I've included a screenshot of my MATLAB code in case it is off all together. I've also uploaded screenshots what I see when plotting the equipotential line, circle, and plane section.

 

[js2020]

So I've still been working with this and haven't had much success. For anyone who may view this post, do you think it may be in the wrong forum? Should I consider moving it to a place other than electrical engineering? I know this is definitely riding that like between electrical engineering and more traditional physics.

 

[Baluncore]

Should I consider moving it to a place other than electrical engineering?

You will get a different response from Classical Physics. But is that what you need?

I don't believe these electrode profiles are as critical as is made out.

The initial breakdown in air is not along a straight line. It is along a curved path or "arc" that includes more air molecules in series. Unfortunately I can't find the reference immediately.
Paschen's law comes into it.
https://en.wikipedia.org/wiki/Paschen's_law#Conclusions,_validity

The edges of the electrodes is where the breakdown would normally occur. It appears that Rogowski may have been trying to optimise a situation that was not relevant. Minimum in-gap variation with maximum fall-off at the edges is akin to a filter optimisation problem.

An even electric field is therefore not critical, it is the edges of the field, and the rate the electrode area can become involved by UV ionisation, that decides the dynamics. Larger area electrodes have lower inductance, but due to skin effect, the current flow does not enter the electrode perpendicular to the surface, but follows the surface of the electrode around the outer edge. That rounded corner has lower inductance than a sharp corner. Should you be analysing DC field prior to breakdown, or AC current as breakdown current begins to flow.

 

[js2020]

You will get a different response from Classical Physics. But is that what you need?

Not necessarily, but I was thinking maybe this leaned further over to physics. There have been a number of works I've found on this, but it's not nearly as extensive as other topics.

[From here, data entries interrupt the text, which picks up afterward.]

Issue #154, opened 2018-09-20
Allow backwards compatible time zones for localzone


omus:
I've noticed that the default time zone used by macOS High Sierra uses `US/Pacific` which is a time zone which IANA keeps around for backwards compatibility. We may want to allow the use of these backwards compatible names when using `localzone()`.

omus:
Another example is `America/Montreal`

PR #174, opened 2019-01-10
Support legacy time zones

omus:
In order to address https://github.com/JuliaTime/TimeZones.jl/issues/154 we needed to compile the time zones which are included in the "backward"  tz source file. Previously these zones were not included as they are deemed as legacy time zones and should be phased out. As such I've introduced a `Class` type to restrict which time zones are allowed to be created by the `TimeZone` constructor. Doing this allows `localzone` to support both standard and legacy time zones while not allowing legacy time zones by default.

One other big change to note is that `VariableTimeZone`s are considered `==` if the transitions are the same. Previously the name was also required to be the same.

Fixes: https://github.com/JuliaTime/TimeZones.jl/issues/154

### DIFF
--- a/src/build.jl
+++ b/src/build.jl
@@ -6,7 +6,7 @@ Builds the TimeZones package with the specified tzdata `version` and `regions`. 
 The `force` flag is used to re-download tzdata archives.
 """
 function build(version::AbstractString="latest"; force::Bool=false)
-    version, tz_category = TimeZones.TZData.build(version)
+    TimeZones.TZData.build(version)
 
     if Sys.iswindows()
         TimeZones.WindowsTimeZoneIDs.build(force=force)
@@ -14,10 +14,6 @@ function build(version::AbstractString="latest"; force::Bool=false)
 
     # Reset cached information
     empty!(TIME_ZONE_CACHE)
-    empty!(TIME_ZONE_NAMES)
-    for (class, tz_names) in tz_category
-        TIME_ZONE_NAMES[class] = sort!(tz_names)
-    end
 
     @info "Successfully built TimeZones"
 end
--- a/src/build.jl
+++ b/src/build.jl
@@ -1,16 +1,12 @@
-using .TZData: REGIONS
-
 """
-    build(version="latest", regions=REGIONS; force=false) -> Nothing
+    build(version="latest"; force=false) -> Nothing
 
 Builds the TimeZones package with the specified tzdata `version` and `regions`. The
 `version` is typically a 4-digit year followed by a lowercase ASCII letter (e.g. "2016j").
-Users can also specify which `regions`, or tz source files, should be compiled. Available
-regions are listed under `TimeZones.REGIONS` and `TimeZones.LEGACY_REGIONS`. The `force`
-flag is used to re-download tzdata archives.
+The `force` flag is used to re-download tzdata archives.
 """
-function build(version::AbstractString="latest", regions=REGIONS; force::Bool=false)
-    TimeZones.TZData.build(version, regions)
+function build(version::AbstractString="latest"; force::Bool=false)
+    TimeZones.TZData.build(version)
 
     if Sys.iswindows()
         TimeZones.WindowsTimeZoneIDs.build(force=force)
--- a/src/build.jl
+++ b/src/build.jl
@@ -6,10 +6,17 @@ Builds the TimeZones package with the specified tzdata `version` and `regions`. 
 The `force` flag is used to re-download tzdata archives.
 """
 function build(version::AbstractString="latest"; force::Bool=false)
-    TimeZones.TZData.build(version)
+    version, tz_category = TimeZones.TZData.build(version)
 
     if Sys.iswindows()
         TimeZones.WindowsTimeZoneIDs.build(force=force)
+    end
+
+    # Reset cached information
+    empty!(TIME_ZONE_CACHE)
+    empty!(TIME_ZONE_NAMES)
+    for (class, tz_names) in tz_category
+        TIME_ZONE_NAMES[class] = sort!(tz_names)
     end
 
     @info "Successfully built TimeZones"
--- a/src/class.jl
+++ b/src/class.jl
@@ -36,7 +36,7 @@ function Base.getproperty(::Type{Class}, field::Symbol)
     end
 end
 
-function classify(str::AbstractString, regions::AbstractSet{<:AbstractString})
+function Class(str::AbstractString, regions::AbstractSet{<:AbstractString})
     class = Class.NONE
     occursin(FIXED_TIME_ZONE_REGEX, str) && (class |= Class.FIXED)
     !isempty(intersect(regions, TZData.STANDARD_REGIONS)) && (class |= Class.STANDARD)
@@ -44,7 +44,7 @@ function classify(str::AbstractString, regions::AbstractSet{<:AbstractString})
     return class
 end
 
-classify(str::AbstractString, regions::AbstractVector) = classify(str, Set{String}(regions))
+Class(str::AbstractString, regions::AbstractVector) = Class(str, Set{String}(regions))
 
 Base.:(|)(a::Class, b::Class) = Class(a.val | b.val)
 Base.:(&)(a::Class, b::Class) = Class(a.val & b.val)
--- a/src/class.jl
+++ b/src/class.jl
@@ -19,17 +19,17 @@ struct Class
 end
 
 function Base.getproperty(::Type{Class}, field::Symbol)
-    if field == :NONE
+    if field === :NONE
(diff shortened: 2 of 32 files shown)


omus:
Something that came up in an offline discussion:

One of the reasons we use a bit mask here is that a time zone could be associated with multiple classes. For example the "UTC" time zone is classified as `FIXED | STANDARD | LEGACY` (I'll note the `STANDARD` classification is due to the special "utc" tz source file we have).

omus:
Weird the CI doesn't look like it ran

src/types/timezone.jl
```diff
@@ -1,28 +1,38 @@
...
+const TIME_ZONE_CACHE = Dict{String,Tuple{TimeZone,Class}}()
 
 """
-    TimeZone(str::AbstractString) -> TimeZone
+    TimeZone(str::AbstractString, mask::Class=Class.DEFAULT) -> TimeZone
 
-Constructs a `TimeZone` subtype based upon the string. If the string is a recognized time
-zone name then data is loaded from the compiled IANA time zone database. Otherwise the
-string is assumed to be a static time zone.
+Constructs a `TimeZone` subtype based upon the string and the provided `mask`. If the
```
iamed2: I think this over-emphasizes `mask`. Most people won't ever need to touch it. Maybe list `TimeZone(str)` first at the top and note that it defaults to `DEFAULT`, then list `TimeZone(str, mask)`?

src/types/variabletimezone.jl
```diff
@@ -26,8 +26,14 @@ function rename(tz::VariableTimeZone, name::AbstractString)
     VariableTimeZone(name, tz.transitions, tz.cutoff)
 end
 
-function Base.:(==)(a::VariableTimeZone, b::VariableTimeZone)
-    a.name == b.name && a.transitions == b.transitions
+Base.:(==)(a::VariableTimeZone, b::VariableTimeZone) = a.transitions == b.transitions
+
+function Base.isequal(a::VariableTimeZone, b::VariableTimeZone)
+    return (
+        isequal(a.name, b.name) &&
```
iamed2: This seems to be reversed from the ZonedDateTime definitions?

test/interpret.jl
```diff
@@ -1,5 +1,5 @@
 # Contains both positive and negative UTC offsets and observes daylight saving time.
-apia = compile("Pacific/Apia", tzdata["australasia"])
+apia = first(compile("Pacific/Apia", tzdata["australasia"]))
```
iamed2: You had to add `first` a lot. Is there a way to avoid that?

src/types/timezone.jl
omus: I can make these separate docstrings (still one function definition) to hide most of the mask details

test/interpret.jl
omus: I could make:
```julia
function compile_tz(args...)
    tz, class = compile(args...)
    return tz
end
```
I didn't think it was worth it though

iamed2: Yeah probably not I guess

omus:
I failed to notice some additional changes required in other commits from f76e093. Should be addressed now.

src/build.jl
```diff
@@ -1,20 +1,19 @@
...
 `version` is typically a 4-digit year followed by a lowercase ASCII letter (e.g. "2016j").
-Users can also specify which `regions`, or tz source files, should be compiled. Available
-regions are listed under `TimeZones.REGIONS` and `TimeZones.LEGACY_REGIONS`. The `force`
-flag is used to re-download tzdata archives.
+The `force` flag is used to re-download tzdata archives.
 """
-function build(version::AbstractString="latest", regions=REGIONS; force::Bool=false)
-    TimeZones.TZData.build(version, regions)
+function build(version::AbstractString="latest"; force::Bool=false)
+    version = TimeZones.TZData.build(version)
```
ararslan: Am I blind or is `version` not being used?

src/class.jl
```diff
@@ -0,0 +1,63 @@
...
+- `Class.NONE`: Mask that will match nothing.
+- `Class.DEFAULT`: Default mask used by functions: `Class.FIXED | Class.STANDARD`
+- `Class.ALL`: Mask allowing all supported classes.
+"""
+struct Class
+    val::UInt8
+end
+
+function Base.getproperty(::Type{Class}, field::Symbol)
+    if field == :NONE
```
ararslan: Might as well use `===` when comparing against symbols. The compiler likes `===`. All hail the compiler.

src/class.jl
```diff
@@ -0,0 +1,63 @@
...
+- `Class.LEGACY`: The time zone name is included in the deprecated IANA tz source files.
+- `Class.NONE`: Mask that will match nothing.
+- `Class.DEFAULT`: Default mask used by functions: `Class.FIXED | Class.STANDARD`
+- `Class.ALL`: Mask allowing all supported classes.
+"""
+struct Class
+    val::UInt8
+end
+
+function Base.getproperty(::Type{Class}, field::Symbol)
```
ararslan: Seems like a use case for `Enum`s?

src/tzdata/build.jl
```diff
@@ -68,7 +79,11 @@ function build(version::AbstractString="latest", regions=REGIONS)
         rm(joinpath(COMPILED_DIR, file), recursive=true)
     end
 
-    version = build(version, regions, ARCHIVE_DIR, TZ_SOURCE_DIR, COMPILED_DIR, verbose=true)
+    version = build(
```
ararslan: Seemed more readable the other way, IMO.

ararslan:
The use of bitwise operations on unsigned flag values to make a mask feels very C-ish to me. I wonder if there wouldn't be a more satisfying API we could use for this...

src/class.jl
iamed2: Doesn't work with flags and `|`

ararslan: It does if you define a `|` method

omus: Even if you define `|` you can't get any arbitrary combination of values:
```julia
julia> @enum Class NONE=0x00 FIXED=0x01 STANDARD=0x02 LEGACY=0x04

julia> Base.:(|)(a::Class, b::Class) = Class(Int(a) | Int(b))

julia> STANDARD | LEGACY
ERROR: ArgumentError: invalid value for Enum Class: 6
```

src/tzdata/build.jl
omus: Was modified to fit within the 92 column line length

src/class.jl
omus: Good point

src/build.jl
omus: It was used in previous incarnations. I'll correct this.

omus:
I'll note that using the `Class` type won't be common place and is mostly used internally. I'm open to other APIs here but so far the best approach seems to be a bit mask encapsulated in a type.

ararslan:
Okay, if you and Eric are satisfied with that, that's fine.

src/class.jl
rofinn: FWIW, this `Class` approach seems fine to me. It's pretty close to what I did with file modes in FilePaths.jl:

https://github.com/rofinn/FilePathsBase.jl/blob/master/src/mode.jl

src/class.jl
```diff
@@ -0,0 +1,72 @@
...
```
rofinn: This part seems a little awkward to me. I'd probably just use constants that aren't exported.

```
const NONE = Class(0x00)
...
const DEFAULT = FIXED | STANDARD | LEGACY
...
```

rofinn: Alternatively, maybe you could do `Class[:STANDARD]`, `Class("STANDARD")` or `class"STANDARD"` just to make it clear that `Class` isn't a module when you read `Class.STANDARD`?

ararslan: Alternatively, we can just make it a module:
```julia
baremodule Class
const NONE = 0x00
const FIXED = 0x01
...
end
```
Then you get `Class.FIXED` syntax for free and don't need to define any special bitwise operations for `Class` objects since the actual values you're using already have those defined.

ararslan: True. You'd be able to recover some of that with
```julia
baremodule Class
@enum TZClass begin
    const NONE = 0x00
    ...
end
end
```
but that's getting into unnecessary complication territory.

omus: I'm fine with this use of `getproperty` but since there is some controversy I'm going to switch `Class.STANDARD` to `Class(:STANDARD)`. 

I'm not a fan of `Class[:STANDARD]` as that makes me feel like this is an instance I can pull values out of like an array or a dataframe. `Class("STANDARD")` is ok but I already have a constructor which uses the time zone name as a string.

I don't believe these electrode profiles are as critical as is made out.

I think the electrodes are critical to actually knowing the e-field intensity when you experience breakdown in air. Although breakdown occurs at various e-field intensities following Paschen's curve, you need to know what your E-field intensity is in order to build any type of curve like that. The goal with creating a uniform field electrode is really to ensure that the peak e-field intensity is in the middle parallel region of the electrode so E=V/d can be used. The edges of the electrode should be lower, therefore less important to breakdown.

Rogowski worked on an electrode where the ends of the electrode curve up to follow the field lines; hence my other posts asking how to determine the equation for a field line. There are other profiles such as Bruce, Borda, Harrison, Cheng, etc. that have worked to refine this by making more defined profiles and aiming to create and even more uniform electric field in the center with a lower intensity toward the edges. My problem here is trying to take those equations and plot them in MATLAB to visualize the same profile.

Should you be analysing DC field prior to breakdown, or AC current as breakdown current begins to flow.

I wanted to study both actually. I would like to determine parameters for breakdown in different environments which is finding the critical breakdown field. The first step would be to get an electrode design that I can test. Unfortunately, I can't measure the e-field intensity along the electrode but that's where simulations will be helpful in ensuring I have an electrode that will work for my purpose.

For these tests, I'll be using electrical detection methods. I have a partial discharge checker to build the PRPD, so I can see with decent resolution when I start to have corona. I'll also be using an HFCT and a silicon photomultiplier. Acoustic will hopefully be added in the future.